#### [TASK TO CARRY OUT]
Which lines of the entries contain the string "better"? Copy each of them.

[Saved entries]
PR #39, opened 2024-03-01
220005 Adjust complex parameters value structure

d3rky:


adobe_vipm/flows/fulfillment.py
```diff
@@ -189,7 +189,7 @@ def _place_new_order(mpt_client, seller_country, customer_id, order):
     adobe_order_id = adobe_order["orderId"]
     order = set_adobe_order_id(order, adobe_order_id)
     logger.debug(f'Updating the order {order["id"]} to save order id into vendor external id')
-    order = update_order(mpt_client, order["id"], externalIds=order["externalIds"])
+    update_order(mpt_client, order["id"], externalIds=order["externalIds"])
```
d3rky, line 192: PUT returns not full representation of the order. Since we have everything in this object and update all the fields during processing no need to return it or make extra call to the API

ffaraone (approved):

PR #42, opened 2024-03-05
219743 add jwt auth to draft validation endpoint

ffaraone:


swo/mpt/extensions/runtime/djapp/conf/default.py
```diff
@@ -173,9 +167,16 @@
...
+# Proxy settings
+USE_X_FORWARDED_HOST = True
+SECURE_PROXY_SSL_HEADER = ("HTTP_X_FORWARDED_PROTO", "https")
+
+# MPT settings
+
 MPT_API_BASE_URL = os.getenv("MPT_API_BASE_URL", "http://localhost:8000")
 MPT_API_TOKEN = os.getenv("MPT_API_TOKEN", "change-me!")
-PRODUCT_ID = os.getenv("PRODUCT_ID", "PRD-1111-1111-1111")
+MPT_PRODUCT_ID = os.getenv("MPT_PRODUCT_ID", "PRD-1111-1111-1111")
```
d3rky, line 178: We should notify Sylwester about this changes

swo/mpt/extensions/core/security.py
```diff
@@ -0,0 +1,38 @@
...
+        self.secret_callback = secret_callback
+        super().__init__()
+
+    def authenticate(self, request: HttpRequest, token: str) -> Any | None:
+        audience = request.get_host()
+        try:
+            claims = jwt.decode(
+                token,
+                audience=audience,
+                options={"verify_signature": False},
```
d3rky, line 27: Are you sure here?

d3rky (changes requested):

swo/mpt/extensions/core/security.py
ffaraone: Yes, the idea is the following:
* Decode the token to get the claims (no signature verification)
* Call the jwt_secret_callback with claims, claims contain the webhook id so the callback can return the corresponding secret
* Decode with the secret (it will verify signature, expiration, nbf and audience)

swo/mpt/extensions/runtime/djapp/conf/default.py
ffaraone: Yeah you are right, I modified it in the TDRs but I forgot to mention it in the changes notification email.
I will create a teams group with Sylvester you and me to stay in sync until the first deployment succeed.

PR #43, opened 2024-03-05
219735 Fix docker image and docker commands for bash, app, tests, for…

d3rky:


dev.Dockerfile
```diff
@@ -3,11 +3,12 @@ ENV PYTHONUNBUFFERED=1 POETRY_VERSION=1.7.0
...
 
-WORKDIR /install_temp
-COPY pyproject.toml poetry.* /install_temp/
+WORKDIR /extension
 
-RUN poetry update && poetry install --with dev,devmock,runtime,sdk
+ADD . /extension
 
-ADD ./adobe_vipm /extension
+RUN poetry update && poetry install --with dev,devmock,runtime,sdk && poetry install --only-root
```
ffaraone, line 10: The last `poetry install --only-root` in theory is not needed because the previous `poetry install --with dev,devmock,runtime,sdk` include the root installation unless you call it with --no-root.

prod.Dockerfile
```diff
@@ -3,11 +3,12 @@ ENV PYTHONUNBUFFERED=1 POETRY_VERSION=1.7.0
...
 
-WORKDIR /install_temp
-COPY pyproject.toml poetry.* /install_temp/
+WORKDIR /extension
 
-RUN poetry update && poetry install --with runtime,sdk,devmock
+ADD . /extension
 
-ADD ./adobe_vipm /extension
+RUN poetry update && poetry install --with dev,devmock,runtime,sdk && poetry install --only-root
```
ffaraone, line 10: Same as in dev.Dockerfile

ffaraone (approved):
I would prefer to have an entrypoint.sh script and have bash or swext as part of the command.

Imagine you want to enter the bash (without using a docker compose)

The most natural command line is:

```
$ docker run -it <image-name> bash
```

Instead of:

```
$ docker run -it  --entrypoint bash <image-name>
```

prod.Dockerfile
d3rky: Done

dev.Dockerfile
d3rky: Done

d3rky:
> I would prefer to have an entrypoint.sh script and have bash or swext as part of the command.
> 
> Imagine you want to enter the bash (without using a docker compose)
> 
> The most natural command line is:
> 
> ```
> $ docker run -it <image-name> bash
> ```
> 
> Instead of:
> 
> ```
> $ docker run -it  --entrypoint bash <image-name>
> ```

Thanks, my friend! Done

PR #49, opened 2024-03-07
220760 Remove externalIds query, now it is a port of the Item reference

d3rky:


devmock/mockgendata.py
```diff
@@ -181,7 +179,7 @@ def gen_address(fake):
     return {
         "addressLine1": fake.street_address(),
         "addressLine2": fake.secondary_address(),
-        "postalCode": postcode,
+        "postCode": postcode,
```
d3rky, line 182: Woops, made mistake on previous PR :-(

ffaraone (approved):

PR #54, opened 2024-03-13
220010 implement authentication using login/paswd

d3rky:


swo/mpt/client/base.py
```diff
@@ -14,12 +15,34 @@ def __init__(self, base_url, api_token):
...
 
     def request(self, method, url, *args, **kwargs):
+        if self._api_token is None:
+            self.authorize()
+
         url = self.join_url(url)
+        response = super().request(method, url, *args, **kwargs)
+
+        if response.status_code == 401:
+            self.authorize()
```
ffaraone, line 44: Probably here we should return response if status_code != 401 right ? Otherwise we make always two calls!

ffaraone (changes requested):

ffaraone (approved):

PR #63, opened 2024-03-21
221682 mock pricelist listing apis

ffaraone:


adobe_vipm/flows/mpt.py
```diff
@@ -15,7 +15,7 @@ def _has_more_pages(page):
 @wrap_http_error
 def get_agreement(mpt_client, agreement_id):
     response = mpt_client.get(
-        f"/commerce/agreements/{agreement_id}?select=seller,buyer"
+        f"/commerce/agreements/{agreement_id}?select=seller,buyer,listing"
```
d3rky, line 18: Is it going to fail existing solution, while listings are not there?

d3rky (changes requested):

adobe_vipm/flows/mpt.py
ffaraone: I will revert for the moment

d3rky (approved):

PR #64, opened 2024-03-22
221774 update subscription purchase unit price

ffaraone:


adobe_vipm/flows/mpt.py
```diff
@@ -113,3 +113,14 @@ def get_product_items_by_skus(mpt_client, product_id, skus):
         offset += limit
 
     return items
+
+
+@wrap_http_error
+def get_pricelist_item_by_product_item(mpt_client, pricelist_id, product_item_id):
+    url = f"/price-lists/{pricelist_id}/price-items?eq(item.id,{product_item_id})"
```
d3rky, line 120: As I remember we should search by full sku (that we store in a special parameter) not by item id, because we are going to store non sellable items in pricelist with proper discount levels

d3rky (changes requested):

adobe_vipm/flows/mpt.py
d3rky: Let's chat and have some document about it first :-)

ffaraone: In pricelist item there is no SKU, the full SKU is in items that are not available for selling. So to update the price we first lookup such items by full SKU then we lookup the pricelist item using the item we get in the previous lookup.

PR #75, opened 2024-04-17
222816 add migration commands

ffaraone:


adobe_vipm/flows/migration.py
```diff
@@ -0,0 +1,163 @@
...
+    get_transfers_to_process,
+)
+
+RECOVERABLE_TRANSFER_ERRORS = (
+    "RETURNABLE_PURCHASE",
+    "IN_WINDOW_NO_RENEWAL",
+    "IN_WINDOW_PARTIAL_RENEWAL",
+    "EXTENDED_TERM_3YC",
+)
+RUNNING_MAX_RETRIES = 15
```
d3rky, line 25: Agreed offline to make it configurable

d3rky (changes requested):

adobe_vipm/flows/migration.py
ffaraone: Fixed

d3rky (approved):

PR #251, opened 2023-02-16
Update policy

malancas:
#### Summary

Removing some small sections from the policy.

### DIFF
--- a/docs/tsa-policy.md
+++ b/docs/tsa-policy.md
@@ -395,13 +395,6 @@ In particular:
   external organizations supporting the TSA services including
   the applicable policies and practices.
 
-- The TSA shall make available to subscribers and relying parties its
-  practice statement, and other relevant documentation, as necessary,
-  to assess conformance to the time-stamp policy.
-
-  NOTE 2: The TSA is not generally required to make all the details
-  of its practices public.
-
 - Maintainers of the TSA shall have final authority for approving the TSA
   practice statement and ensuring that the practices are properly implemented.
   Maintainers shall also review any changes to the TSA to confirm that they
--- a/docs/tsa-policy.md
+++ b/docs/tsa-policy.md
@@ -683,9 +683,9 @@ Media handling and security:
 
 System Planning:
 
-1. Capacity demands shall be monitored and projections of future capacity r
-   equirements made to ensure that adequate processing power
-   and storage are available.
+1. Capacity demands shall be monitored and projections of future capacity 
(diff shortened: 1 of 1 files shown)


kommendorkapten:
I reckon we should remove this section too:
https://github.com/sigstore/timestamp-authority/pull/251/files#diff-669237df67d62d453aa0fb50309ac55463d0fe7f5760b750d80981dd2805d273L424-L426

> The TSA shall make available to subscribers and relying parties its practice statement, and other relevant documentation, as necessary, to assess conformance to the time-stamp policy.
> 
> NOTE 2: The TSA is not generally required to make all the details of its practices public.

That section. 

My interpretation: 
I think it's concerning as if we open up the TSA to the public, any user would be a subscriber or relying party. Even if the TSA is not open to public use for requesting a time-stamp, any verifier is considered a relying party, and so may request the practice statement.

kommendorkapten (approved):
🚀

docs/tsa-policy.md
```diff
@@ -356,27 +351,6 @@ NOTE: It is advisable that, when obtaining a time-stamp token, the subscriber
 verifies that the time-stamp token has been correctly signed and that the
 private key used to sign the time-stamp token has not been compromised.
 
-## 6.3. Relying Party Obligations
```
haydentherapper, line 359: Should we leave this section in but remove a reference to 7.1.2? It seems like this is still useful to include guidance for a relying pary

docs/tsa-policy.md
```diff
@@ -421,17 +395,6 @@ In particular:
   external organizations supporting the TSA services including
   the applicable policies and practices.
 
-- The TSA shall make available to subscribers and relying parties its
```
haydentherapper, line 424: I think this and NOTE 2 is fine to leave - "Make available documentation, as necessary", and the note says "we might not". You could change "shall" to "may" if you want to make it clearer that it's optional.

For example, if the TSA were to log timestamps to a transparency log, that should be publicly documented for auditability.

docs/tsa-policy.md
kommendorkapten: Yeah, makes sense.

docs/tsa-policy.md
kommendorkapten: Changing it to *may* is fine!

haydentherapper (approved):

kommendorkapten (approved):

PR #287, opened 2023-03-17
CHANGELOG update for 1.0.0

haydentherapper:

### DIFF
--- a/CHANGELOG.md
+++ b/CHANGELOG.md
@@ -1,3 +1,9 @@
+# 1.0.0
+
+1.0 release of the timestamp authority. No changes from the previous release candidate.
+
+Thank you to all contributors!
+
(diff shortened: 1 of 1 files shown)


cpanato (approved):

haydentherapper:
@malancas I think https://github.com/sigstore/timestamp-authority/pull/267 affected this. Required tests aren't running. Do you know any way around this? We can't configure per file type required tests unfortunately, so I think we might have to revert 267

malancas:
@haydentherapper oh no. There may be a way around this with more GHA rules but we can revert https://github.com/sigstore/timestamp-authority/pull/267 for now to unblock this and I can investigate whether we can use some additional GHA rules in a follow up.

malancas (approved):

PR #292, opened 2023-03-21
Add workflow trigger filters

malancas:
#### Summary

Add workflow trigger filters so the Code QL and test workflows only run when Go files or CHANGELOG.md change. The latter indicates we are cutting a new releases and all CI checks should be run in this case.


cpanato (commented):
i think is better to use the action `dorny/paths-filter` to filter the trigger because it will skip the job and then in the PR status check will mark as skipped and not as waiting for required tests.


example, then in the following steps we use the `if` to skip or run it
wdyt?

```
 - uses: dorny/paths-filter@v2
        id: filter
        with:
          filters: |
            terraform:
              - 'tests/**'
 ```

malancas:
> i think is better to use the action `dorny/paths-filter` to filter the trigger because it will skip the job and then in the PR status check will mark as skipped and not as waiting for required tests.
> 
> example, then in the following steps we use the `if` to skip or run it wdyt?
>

#### [RESPONSE FOR THIS EXERCISE]
i think is better to use the action `dorny/paths-filter` to filter the trigger because it will skip the job and then in the PR status check will mark as skipped and not as waiting for required tests.
> i think is better to use the action `dorny/paths-filter` to filter the trigger because it will skip the job and then in the PR status check will mark as skipped and not as waiting for required tests.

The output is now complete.